Problem link: CodeChef: Practical coding for everyone.
In problem Digits & Magic, we need to calculate, how many digits have number A^B in number system with base i for 2 \le i \le 20.
Obvious solution:
-
If a=0, then all answers are 0;
-
If a>0, then ans_i = \lfloor1+\log_i A^B\rfloor = \lfloor1+B\log_i A\rfloor = \left\lfloor1+B\cdot\dfrac{\ln A}{\ln i}\right\rfloor.
But in the second part, there is precision error: computer can’t store all infinite number of digits, so float numbers can be a bit incorrect. And I’ll prove that all accepted solutions and author’s solution are wrong.
For example, let A=1000, i=10. Then A^B = 1000^B = 10^{3B}. This number in decimal system is “one and 3B zeros”, so it is 3B+1 digits. Really, ans_i = \lfloor1+B\log_i A\rfloor = \lfloor1+B\log_{10}1000\rfloor = \lfloor1+3B\rfloor = 3B+1.
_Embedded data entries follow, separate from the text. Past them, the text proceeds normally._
PR #2424, opened 2026-08-18
fix(language): keep the C++ `Check failed:` tail out of DSL error headers

Hzfengsy:
## Summary

`FatalLogger::~FatalLogger` appends `\nCheck failed: <expr> at <file>:<line>` to every check message, and `CHECK` throws `pypto::ValueError` — so every backend op-validation failure lands in `_dispatch_op`'s `except (TypeError, ValueError)` branch, which stringified the exception raw. The `except Exception` branch four lines below already sanitized; this one was simply missed.

`_dispatch_op` is the dispatcher for every DSL namespace (`pl.tensor`, `pl.tile`, `pl.system`, `pl.array`, `pl.prefetch`, `pld.*`, unified `pl.*`), fed by 1,358 `CHECK`/`CHECK_SPAN` statements under `src/ir/op/` — which is what makes this the dominant DSL error path.

**Before** — `pl.tile.matmul` on FP16 × FP32 operands:

```text
Error: pl.tile operation 'matmul': The operator tile.matmul requires identical lhs and rhs data types, but got fp16 and fp32
Check failed: lhs_type->dtype_ == rhs_type->dtype_ at /abs/path/.../src/ir/op/tile_ops/matmul.cpp:82 at kernel.py:9:37
  --> kernel.py:9:37
   |
 9 |     c: pl.Tile[[64, 64], pl.FP32] = pl.tile.matmul(a, b)
   |                                     ^^^^^^^^^^^^^^
```

A C++ boolean expression and an absolute build-machine path are the second thing the user reads — rendered *inside* the bold red header, since `renderer.py` splices the whole multi-line message into `f"Error: {message}"`, with two run-together `at file:line` clauses (C++ path first).

**After:**

```text
Error: pl.tile operation 'matmul': The operator tile.matmul requires identical lhs and rhs data types, but got fp16 and fp32
  --> kernel.py:9:37
   |
 9 |     c: pl.Tile[[64, 64], pl.FP32] = pl.tile.matmul(a, b)
   |                                     ^^^^^^^^^^^^^^
```

## What changed

- **`ast_parser.py`** — the `(TypeError, ValueError)` branch of `_dispatch_op` routes through the existing `concise_error_message()`. The `pl.func_attr` duplicate-key handler gets the same treatment: it surfaces a `CHECK` in `IRBuilder::AddFunctionAttrs` identically.
- **`exceptions.py`** — `concise_error_message()` no longer returns an empty string. See below.
- **`matmul_mx.cpp`** — the two `CHECK`s with no `<<` message get real user-facing text.
- **docs** — a subsection under *User-facing checks*, `en` + `zh`.

The C++ detail is hidden, not destroyed — `PTO_BACKTRACE=1` still prints it through the chained `__cause__`, and a test pins that.

## Why the helper needed hardening

Stripping alone would have regressed a check carrying no `<<` payload. `FatalLogger` emits its newline unconditionally, so for `CHECK(cond);` the tail starts at offset 1 and truncating at that newline leaves `""` — an empty bold `Error:` header, strictly worse than the noise it replaced. `concise_error_message()` now falls back to a named message, and the only two such checks repo-wide (the `tile.matmul_mx` scale operands, reached when K is symbolic) get real text. Those two are **split in two checks** because the rank message cannot name the actual rank while the null guard shares the predicate.

## One test expectation changed

`test_strips_check_failed_at_start` asserted the fallback string `"Internal backend check failed"`. Two independent reasons that is a test fix rather than a test hack:

1. **The wording was wrong.** `CHECK` is the *user*-error macro (`.claude/rules/error-checking.md`); telling someone with an invalid kernel that they hit an "Internal" failure sends them to file a compiler bug. The helper also runs on genuine `InternalError` messages, so the replacement is class-neutral.
2. **Its fixture pinned a shape production never emits.** The input `"Check failed: dim > 0 at src/foo.cpp:42"` has no leading `\n`, but `FatalLogger` always writes one first — so the branch it exercised is dead in production. Every real message-less check takes the other path, which is exactly the empty-string bug. A new test adds the fixture that does occur.

## Testing

- `tests/ut/` — **9,912 passed, 3 skipped, 0 failed**; `ctest` 1/1.
- 7 new tests. Each pairs a negative assertion (`"Check failed" not in msg`) with a positive one (the op's own text survives; the C++ detail survives on `__cause__`), so an over-eager strip cannot pass them.
- Verified by hand end to end, both with and without `PTO_BACKTRACE=1`.

## Interaction with #2419

No conflict — verified with a trial merge (`git merge-tree`, clean). The two are complementary and neither subsumes the other: #2419 adds a `BUG_CLASS_EXCEPTIONS` passthrough *above* this branch so bug-class exceptions escape untouched, and makes a C++ `TypeError` arrive as a real `TypeError` instead of a flattened `ValueError` — it still carries the `Check failed:` tail, and this PR is what strips it. #2419 also keeps appending the IR span *after* the tail, so the strip behaves identically post-merge. Whichever lands second merges cleanly; no rebase needed.

Note for reviewers: after the fix, a `CHECK_SPAN` diagnostic still ends with an inline ` [<abs path>:<line>:<col>]`, because `FatalLogger` writes the span *before* the newline the strip keys on. Left alone deliberately — `decorator.py` raises with no `span=`, where that inline span is the user's only location, so a blanket strip would regress it. It belongs call-site side as a follow-up.

## Compatibility

No interface change. A valid kernel compiles exactly as before; only the text of an already-failing diagnostic changes.

### DIFF
--- a/docs/en/dev/02-error-handling.md
+++ b/docs/en/dev/02-error-handling.md
@@ -95,6 +95,17 @@ CHECK_SPAN(shape.size() == 2, span) << "tensor.matmul: only 2D inputs are suppor
 
 The `span` argument follows the same safety rule as `INTERNAL_CHECK_SPAN`: it is evaluated only on failure, but unconditionally evaluated there. The span source must therefore be safe to dereference at the failure point (typically a local `Span` variable or a sibling IR node known non-null).
 
+#### The `Check failed:` tail is stripped before it reaches DSL users
+
+`FatalLogger::~FatalLogger` appends `\nCheck failed: <expr> at <file>:<line>` to **every** check message, `CHECK` included. That tail names a C++ expression and an absolute build-machine path — useful when debugging PyPTO, noise for someone whose kernel is simply invalid. Since the renderer splices the whole message into its bold `Error:` header, an unstripped tail lands between the header and the `-->` arrow pointing at the user's own source.
+
+The DSL parser therefore routes a user-facing backend exception through `concise_error_message()` (`python/pypto/language/parser/diagnostics/exceptions.py`) before wrapping it in a `ParserError`. The raw text stays reachable via `PTO_BACKTRACE=1`, which prints the Python traceback carrying the original exception as `__cause__`.
+
+Two consequences for op authors:
+
+- **Always give `CHECK` a `<<` message.** Once the tail is stripped, a bare `CHECK(cond);` has nothing left to say, and the user gets a generic "backend check reported no message" placeholder instead of an actionable error.
+- **Do not hand-roll `throw pypto::ValueError(...)` to dodge the tail.** That workaround predates the parser-side strip and is no longer needed for DSL-reachable checks.
+
 ### Internal invariant checks — `INTERNAL_CHECK_SPAN`
 
 Throw `InternalError` when an internal invariant is violated. Always attach the IR node's `Span` so the error message includes the user's source location:
--- a/docs/zh/dev/02-error-handling.md
+++ b/docs/zh/dev/02-error-handling.md
@@ -92,6 +92,17 @@ CHECK_SPAN(shape.size() == 2, span) << "tensor.matmul: only 2D inputs are suppor
 
 `span` 参数遵循与 `INTERNAL_CHECK_SPAN` 相同的安全规则:它仅在失败时求值,但在失败路径中是无条件求值的。因此 span 来源必须在失败点可以安全求值(典型如局部 `Span` 变量或已确认非空的兄弟 IR 节点)。
 
+#### `Check failed:` 尾部在抵达 DSL 用户前会被剥离
+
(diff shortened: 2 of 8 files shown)


Hzfengsy:
**Addressed** — `exceptions.py:147-184`, *"Track whether the check tail was stripped before using the fallback."*

Valid, and reproduced before fixing: `GetFullMessage()` always appends a traceback block (or the "no stack trace" note), so a bare `pypto::ValueError("")` under `PTO_BACKTRACE=1` strips to empty exactly like a message-less `CHECK` does. Gating on *"the raw message was non-empty"* therefore labelled it a silent backend check — naming a check that never ran, and telling the user to enable a flag they already had on.

Fixed in f9887987 by tracking whether the `Check failed:` tail was actually removed and gating on that instead, plus a regression test covering both the traceback and the no-symbols shape. Full unit suite: 9,913 passed, 0 failed.

lyfne123 (approved):

PR #2425, opened 2026-08-18
[experiment, do not merge] restore the pre-#2378 cross-core ring depth on A5

luohuan19:
Throwaway branch. **Do not merge, do not review** — its only purpose is to run `mixed-kernel-tests-a5` once on real 950 silicon. It will be closed and the branch deleted as soon as that job reports.

## What this probes

`test_qwen3_decode_scope3_mixed[a5]` passes on board at `main@71020585` and stalls 3/3 at `main >= 49ed7797` — scheduler timeout, `S1:running-stalled`, always inside the `oproj_block` mixed kernel, at a different task index and core each run (37/core 2, 32/core 1, 28/core 2).

Comparing the A5 device kernels compiled from those two bases, the only semantic difference is #2378: `oproj_block`'s C2V ring went 8 → 2 slots, `mlp_block`'s bidirectional rings 4 → 2. Every kernel without a cross-core pipe is byte-identical, and the orchestration differs only by the runtime type renames from #2273.

This commit puts the ring depth back on PTOAS's own `dir_mask` derivation (8 unidirectional / 4 bidirectional), reproducing the last-known-good device configuration exactly — the generated `TPipe<>` template arguments and every `.pto` match `main@71020585`, apart from `slot_num` now being stated explicitly instead of left implicit.

- **`mixed-kernel-tests-a5` green** → #2378 is the trigger; the real fix is tracked separately.
- **`mixed-kernel-tests-a5` red** → the search moves to the Simpler / PTO-ISA bump in #2273.

## Expected reds

The unit tests that pin the 2-slot default are deliberately untouched, so `unit-tests` and `codegen-tests` will fail here. Neither gates `mixed-kernel-tests-a5` (`needs: [changes, toolchain, pre-commit, clang-tidy]`).

### DIFF
--- a/.github/actions/setup-ci-job/action.yml
+++ b/.github/actions/setup-ci-job/action.yml
@@ -80,6 +80,13 @@ inputs:
       CANN_ROOT is not required in the runner config.
     required: false
     default: 'false'
+  npu-check-timeout:
+    description: >-
+      Maximum seconds the initial npu-smi task-submit probe may wait for the
+      requested device. A5 callers override the 5-minute default because that
+      pool can stay occupied by longer on-board suites.
+    required: false
+    default: '300'
   install-toolchain:
     description: >-
       When 'true' (the default) download ptoas, clone the pinned pto-isa, and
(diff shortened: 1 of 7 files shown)


luohuan19:
Experiment done. Result: **negative — #2378 is not the cause.**

With the automatic cross-core ring depth restored to PTOAS's own dir_mask derivation (8 unidirectional / 4 bidirectional, byte-identical device config to the last-known-good `main@71020585`), `test_qwen3_decode_scope3_mixed[a5]` still stalls with the same signature:

```
sub_class=S1:running-stalled (detail=1) completed=20/563 running=1 ready=0
waiting=542 orch_done=1 stuck_task_id=8589934610 stuck_core=2
```

Task 18, again inside the oproj_block loop, again at a different index than the three earlier runs (37 / 32 / 28). Closing; the bisect continues on a separate branch.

I wrote this solution: CodeChef: Practical coding for everyone. It uses such approach and gets AC:
if(a==0)
{
for(int i=2;i<=20;i++)
cout<<1<<" ";
}
else
{
for(int i=2;i<=20;i++)
cout<<int(1+b*(log(a)/log(i)))<<" ";
}
Then I added that for A=1000 and i=10, answer is 3B+1: CodeChef: Practical coding for everyone. This solution must be AC too, but it gets WA:
if(a==0)
{
for(int i=2;i<=20;i++)
cout<<1<<" ";
}
else
{
for(int i=2;i<=20;i++)
if(a==1000&&i==10)
cout<<3*b+1<<" ";
else
cout<<int(1+b*(log(a)/log(i)))<<" ";
}
And then I replaced 3B+1 with 3B: CodeChef: Practical coding for everyone.
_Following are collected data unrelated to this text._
PR #2426, opened 2026-08-18
[experiment, do not merge] A5 mixed-kernel stall: bisect step at #2273's parent

luohuan19:
Throwaway branch. **Do not merge, do not review** — it exists only to run `mixed-kernel-tests-a5` once on real 950 silicon. Closed and deleted as soon as that job reports.

## Where the bisect stands

`test_qwen3_decode_scope3_mixed[a5]` passes on board at `main@71020585` and stalls at `main >= 49ed7797` — `sched_error_code=100`, `S1:running-stalled`, always inside the `oproj_block` mixed kernel, at a different task index and core every run (37 / 32 / 28 / 18).

**#2378 is already ruled out** (see the closed experiment PR #2425): restoring the cross-core ring depth to 8 unidirectional / 4 bidirectional reproduces the last-known-good device configuration byte-for-byte and the stall persists.

With the ring depth neutralised, the generated A5 device code between the good and bad bases differs in exactly three ways — every `.pto` is identical, and the orchestration differs only by the runtime type renames:

| delta | origin | device-visible |
|---|---|---|
| `Tensor` -> `ChipTensor` rename | #2273 | no (naming only) |
| `#if defined(__CPU_SIM)` shim removed | #2273 | no (not compiled on board) |
| `set_atomic_none()` injected at `kernel_entry` | #2382 | **yes** |

So the remaining suspects are #2382 (`0dc98f32`) and #2273 (`8662deb9`, which bumps Simpler `3165cc89` -> `1f27a157` and PTO-ISA `83d01313` -> `f51c92f6`).

## What this branch tests

`33ff8b49` — the commit immediately before #2273 — plus the three CI-only commits that define the job (cherry-picked clean; they touch only `.github/workflows/ci.yml`, `tests/st/`, and docs). #2382 and #2378 are both present here; only the Simpler / PTO-ISA bump and the ten commits after it are excluded. The `runtime` pin is back at `3165cc89`.

- **`mixed-kernel-tests-a5` green** -> the Simpler / PTO-ISA bump in #2273 is the cause; #2382 and #2378 are both cleared.
- **`mixed-kernel-tests-a5` red** -> the cause is older than #2273, which makes #2382 the prime suspect since it is the only remaining device-code delta.

Everything else on this branch is plain `main` history, so the other jobs should behave normally.

### DIFF
--- a/.github/actions/setup-ci-job/action.yml
+++ b/.github/actions/setup-ci-job/action.yml
@@ -80,6 +80,13 @@ inputs:
       CANN_ROOT is not required in the runner config.
     required: false
     default: 'false'
+  npu-check-timeout:
+    description: >-
+      Maximum seconds the initial npu-smi task-submit probe may wait for the
+      requested device. A5 callers override the 5-minute default because that
+      pool can stay occupied by longer on-board suites.
+    required: false
+    default: '300'
   install-toolchain:
     description: >-
       When 'true' (the default) download ptoas, clone the pinned pto-isa, and
@@ -269,7 +276,9 @@ runs:
     - name: Check NPU
       if: ${{ inputs.needs-device == 'true' }}
       shell: bash
-      run: npu-smi info
+      run: |
+        task-submit --device "$DEVICE_ID" --timeout "${{ inputs.npu-check-timeout }}" --max-time 120 \
+          --run "cd $GITHUB_WORKSPACE/${{ inputs.checkout-path }} && npu-smi info"
 
     - name: Scope ccache to pto-isa version
       # Namespace ccache by the pinned pto-isa commit so an ISA bump forces a real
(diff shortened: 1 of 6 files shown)


luohuan19:
Experiment done. Result: **negative — #2273 is not the cause either.**

At `33ff8b49` (immediately before #2273, `runtime` pin back at `3165cc89`) the stall reproduces unchanged:

```
sub_class=S1:running-stalled (detail=1) completed=32/563 running=1 ready=0
waiting=530 orch_done=1 stuck_task_id=8589934622 stuck_core=2
```

Task 30, core 2, inside the oproj_block loop — same shape as every other run, at yet another index (37 / 32 / 28 / 18 / 30).

Bisect state: the regression is in `71020585..33ff8b49` (24 commits). #2378 and #2273 are both cleared. Closing; the next step runs on a separate branch.

PR #2430, opened 2026-08-19
[experiment, do not merge] A5 mixed-kernel stall: test #2382's set_atomic_none() guard

luohuan19:
Throwaway branch. **Do not merge, do not review** — one `mixed-kernel-tests-a5` run, then closed and deleted.

## Bisect state

`test_qwen3_decode_scope3_mixed[a5]` stalls on board with `sched_error_code=100`, `S1:running-stalled`, always inside the `oproj_block` mixed kernel, at a different task index and core every run (37 / 32 / 28 / 18 / 30 — 5 for 5).

| candidate | verdict | evidence |
|---|---|---|
| #2378 cross-core ring 8/4 → 2 | **ruled out** (#2425) | restoring the ring depth reproduces the known-good device config byte-for-byte; still stalls |
| #2273 Simpler / PTO-ISA bump | **ruled out** (#2426) | `33ff8b49` stalls with `runtime` pinned back at `3165cc89` |

Remaining window: `71020585..33ff8b49`, 24 commits.

## Why this candidate

Comparing the A5 artifacts of the good and bad bases with the ring depth neutralised, every `.pto` is identical and the orchestration differs only by the runtime type renames. The **only** remaining device-code delta is the `set_atomic_none()` builtin that #2382 injects at the top of every `kernel_entry` — on both lanes of a mixed kernel, before the cross-core `TPipe` is constructed.

This branch removes that injection and nothing else. The regenerated `oproj_block.pto` is unchanged, and each kernel `.cpp` differs from the failing build by exactly those 5 lines.

- **green** → the regression is #2382.
- **red** → the bisect moves to the midpoint of the remaining window (`471b0102`).

`test_pto_codegen.py` covers the guard and is deliberately untouched, so `codegen-tests` / `unit-tests` are expected to fail here. Neither gates `mixed-kernel-tests-a5`.

PR #2431, opened 2026-08-19
[experiment, do not merge] A5 mixed-kernel stall: bisect midpoint 471b0102

luohuan19:
Throwaway branch. **Do not merge, do not review** — one `mixed-kernel-tests-a5` run, then closed and deleted.

## Bisect state

`test_qwen3_decode_scope3_mixed[a5]` stalls on board with `sched_error_code=100`, `S1:running-stalled`, always inside the `oproj_block` mixed kernel, at a different task index every run (37 / 32 / 28 / 18 / 30 / 24) and on a varying core (2 / 1 / 2 / 2 / 2 / 3). Good at `main@71020585`; bad at `main@33ff8b49` and everything after.

| candidate | verdict | evidence |
|---|---|---|
| #2378 cross-core ring 8/4 → 2 | **ruled out** (#2425) | restoring the ring depth reproduces the known-good device config byte-for-byte; still stalls |
| #2273 Simpler / PTO-ISA bump | **ruled out** (#2426) | `33ff8b49` stalls with `runtime` pinned back at `3165cc89` |
| #2382 `set_atomic_none()` guard | **ruled out** (#2430) | removing the injection still stalls |

#2382 was the *only* device-code delta across the whole window once the ring depth was neutralised — every `.pto` is identical between the good and bad bases and the orchestration differs only by runtime type renames. With it cleared, the regression is very likely not in the compiled artifacts at all, which points at the host / runtime side of the remaining window.

## What this branch tests

`471b0102` — the midpoint of the remaining 24-commit window `71020585..33ff8b49` — plus the three CI-only commits that define the job (cherry-picked clean; they touch only `.github/workflows/ci.yml`, `tests/st/`, and docs). The `runtime` pin is `3165cc89`.

- **green** → the regression is in `b22cee1e..33ff8b49`
- **red** → it is in `8e27c013..471b0102` (which contains #2351 `pl.split_aiv` placement, #2371 L0C double buffering, #2350 replay-from-build_output)

Everything else here is plain `main` history, so the other jobs should behave normally.

### DIFF
--- a/.github/actions/setup-ci-job/action.yml
+++ b/.github/actions/setup-ci-job/action.yml
@@ -80,6 +80,13 @@ inputs:
       CANN_ROOT is not required in the runner config.
     required: false
     default: 'false'
+  npu-check-timeout:
+    description: >-
+      Maximum seconds the initial npu-smi task-submit probe may wait for the
+      requested device. A5 callers override the 5-minute default because that
+      pool can stay occupied by longer on-board suites.
+    required: false
+    default: '300'
   install-toolchain:
     description: >-
       When 'true' (the default) download ptoas, clone the pinned pto-isa, and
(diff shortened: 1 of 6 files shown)


luohuan19:
Superseded: this branch was based on 471b0102 and cherry-picked the three CI commits, which conflicts with main (ci.yml and docs drifted since that base). GitHub could not compute the merge ref, so no workflow ran at all — the checks list only ever showed CodeRabbit.

Re-running the same bisect point from a conflict-free branch that adds a standalone A5-only workflow instead of cherry-picking.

This solution must get WA, but it gets AC:
if(a==0)
{
for(int i=2;i<=20;i++)
cout<<1<<" ";
}
else
{
for(int i=2;i<=20;i++)
if(a==1000&&i==10)
cout<<3*b<<" ";
else
cout<<int(1+b*(log(a)/log(i)))<<" ";
}
If I am not mistaken, all accepted solutions and author’s solution are wrong. Does anyone know correct solution?
UPD. You can run my code with some values of B and see that it outputs 3B. For example: Ry3ijc - Online C++0x Compiler & Debugging Tool - Ideone.com (B=100000).